# POLL TIME!!!! What Flavor can you just NOT stand? What flavor do you LOVE?



## Hawkeye (Feb 28, 2007)

Or what flavor are you in between on (like you love it in some places but hate it in others?)

For me:
I HATE HATE HATE HATE HATE-I mean I start gagging with mint. It's very hard to use toothpaste! 
	

	
	
		
		

		
			





 Thank God they came out with cinnamon! But I just don't like mint. I don't know what it is. 

Licorice. I can't stand it. I smell it-I'm done. Can't go any further. Hate it. The worst part is, I can taste it too in different sauces etc. I don't know why-I can just taste it and then I can't eat anymore.

I LOVE caramel. Love it. Put it in my coffee, ice cream, everything.

A flavor I'm indifferent to: Orange. I love oranges, I love orange juice, but the moment you use it as flavor in a dish. I can't eat it. Dunno what's wrong with me!

Ginger: In certain foods its really good but in others I can't like the taste of it. I don't know why either!

That's pretty much it for now but what about you?


----------



## knoxydoll (Feb 28, 2007)

I hate artificial cherry, it's nasty. Although I don't mind TAB energy drink, well I can drink like half of one before the taste becomes too much for me.
I love cinnamon and citrus flavours


----------



## prinzessin784 (Feb 28, 2007)

I hate licorice, some strong, fakish almond flavors, fake chocolate, and fake banana.  BLECH!

My favorites are chocolate, vanilla, and green apple (depending on what we're talking about of course!)


----------



## mallory (Feb 28, 2007)

I hate artificial watermelon like watermelon Jolly Ranchers. Blech!

I also can't stand black licorice or black jellybeans. Red licorice, I love.


----------



## Beauty Mark (Feb 28, 2007)

I love vanilla, sugary stuff (creme brulee comes to mind), coffee, whipped cream, tangerines.

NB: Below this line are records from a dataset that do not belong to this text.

PR #324, opened 2021-08-07
Add: link directly to docs page

benkoshy:
### What / Why this PR?

Right now, if someone wants to update the docs page, they have to go to the repo and manually find the page.

When they click on the link, it would be nice if they were directed to the actual page which they are required to edit. This PR attempts to fix that problem.

image

**UPDATE:**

I hate mint paired with chocolate or fruits paired with chocolate. IMO, they should never be combined ever. I also hate the flavor of Red Bull and most energy drinks. I hate fake flavors overall, though


----------



## amelia.jayde (Feb 28, 2007)

i really, really hate artificial banana flavors.. yuck!

i love apple flavored things, though. <3


----------



## MxAxC-_ATTACK (Feb 28, 2007)

I despise artificial Grape.. GRAPES DONT TASTE LIKE THAT!!
i also hate black licorice.. green runts. they taste like soap. ew.


----------



## bAbY_cHiCkEn01 (Feb 28, 2007)

I cannot stand COFFEE! Seriously, we have an automatic coffee machine at work, and when I use milk for my chocolate, very occasionally on single drop of coffee (and its not strong coffee either) will fall in, all I can taste is the coffee so I toss the WHOLE drink. Anything with coffee, I can detect a mile away. 
Don't like orange either. Nor citrus zest of any kind. Or fake *glaze* cherry taste. (altho I do love the fake cherry candies, yeah I know.)
Don't like aniseed either.
Yes I am fussy.

I LOVE vanilla and caramel.


----------



## spectrolite (Feb 28, 2007)

*Hate:* Blackcurrant, Artificial Banana, RedBull (what ever flavour that is), Spearmint

*Love:* Cherry, Vanilla, Coconut, Cardoman, Violet, Rose, Almond, Lemon, Blood Orange


----------



## Willa (Feb 28, 2007)

Based on my love of Jelly Belly's, here are my Top 5 of fake flavored food/lipsticks...

Hate : Licorice, Buttered popcorn (but I love real pop corn), coffee, moka, margaritas. 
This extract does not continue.